I have it flexed open a little to show the crack.
 
That can absolutely be repaired. No need to dispatch with the rifle or the stock. On my last African hunt, the (absolutely gorgeous) walnut stock on my Sako 416 split like a piece of firewood from the mid forend all the way back to the floorplate. Total devastation. I sent it to "The Stock Doctor" in Oregon and it is not only perfectly fixed but stronger then ever. I only went to such lengths on that gun because it's for stuff that can kill you if you don't kill it. I couldn't risk having the local gunsmith handle the job.

For a deer rifle or anything else, any reputable gunsmith in your area should be able to fix that. YOU might know where the repair is, but any casual observer won't notice, and, as others have said, the repair will be stronger than the stock itself.
 
If I removed the stock and used wood glue and clamped it, would that work in y’all’s opinion?
 
If I removed the stock and used wood glue and clamped it, would that work in y’all’s opinion?
You have nothing to lose. The hardest part is working glue in all the nooks and crannies - if glue only makes it half way through the joint it will be half as strong as fully glued. Just plane old Titebond 1 carpenter glue can probably be worked in, clamped, and the residue wiped off - it would typically be stronger than the wood. There is a dark wood version that would hide easier. The giant benefit of titebond 1 is it cleans up completely. After your attempt if there are any cracks on the receiver side that didn’t get fully glued, the non thickened super glue will wick into cracks - get the super runny kind like Harbor Freight sells in the 5 pack.

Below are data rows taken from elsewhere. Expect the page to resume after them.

PR #122, opened 2018-11-09
Use `buffer_tobytes` on non-`object` types in test

jakirkham:
Pulled out from PR ( https://github.com/zarr-developers/numcodecs/pull/121 )

When running the `check_backwards_compatibility` test, make sure not to call `buffer_tobytes` on `object` arrays from fixture data. Casting these to bytes doesn't really make sense as it will return representation of pointers in the underlying buffer. Not only are the pointers things we do not want to be comparing, but it is also internal spec to NumPy and Python that really isn't reliable either. So make sure to pass through the `object` arrays as is.

[Description of PR]

TODO:

### DIFF
--- a/numcodecs/tests/common.py
+++ b/numcodecs/tests/common.py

A slow setting epoxy can also work, but experiment with how to clean up residue off the stock finish before it cures
 
@BigC this popped up in my feed today, and I dont recall seeing the photos. Did you get anywhere on this?

IMO that crack is for sure repairable, but it probably is a couple-step repair involving removing the action, assessing the break to make sure it fits togeher cleanly and if any gap-filling is needed, gluing and clamping it, then I would for sure pin that break with some thin threaded rod from inside the stock so it has some "structural" integrity across the break beyond just the glue, and then it will need the inletting cleaned up a bit and stock bedded, and spot-refinished at a minimum. All is DIY doable for sure and it should look and function more or less as-new. Just wondering if you have done anything on it.
 
fwiw if anyone looks for this going forward.
I've fixed many cracked stocks with regular super glue.
The regular stuff is best because it runs enough capillary action will pull it into all the little nooks while thicker epoxy and wood glue will not, the super thin stuff just runs right through and makes a mess.

keep applying super glue until the Crack quits pulling it in. Flex the stock if possible to help work the Crack and pull the glue in faster.

Wear gloves! It often runs out the bottom.
Once it runs out the bottom or quits pulling it in, clamp it and clean up what you can.

A repair like this usually needs some refinish work so clean up and glue residue is what it is.

An accelerator spray can be used to set the surface so it quits running out the bottom.
 
I would use a slow setting epoxy. Before applying it try to open the crack. Apply some epoxy. Then use a blow dryer on high heat to try to force some of the epoxy deeper into the crack. Repeat as needed. Once the crack is filled wrap the stock with black electricians tape and allow the epoxy to harden.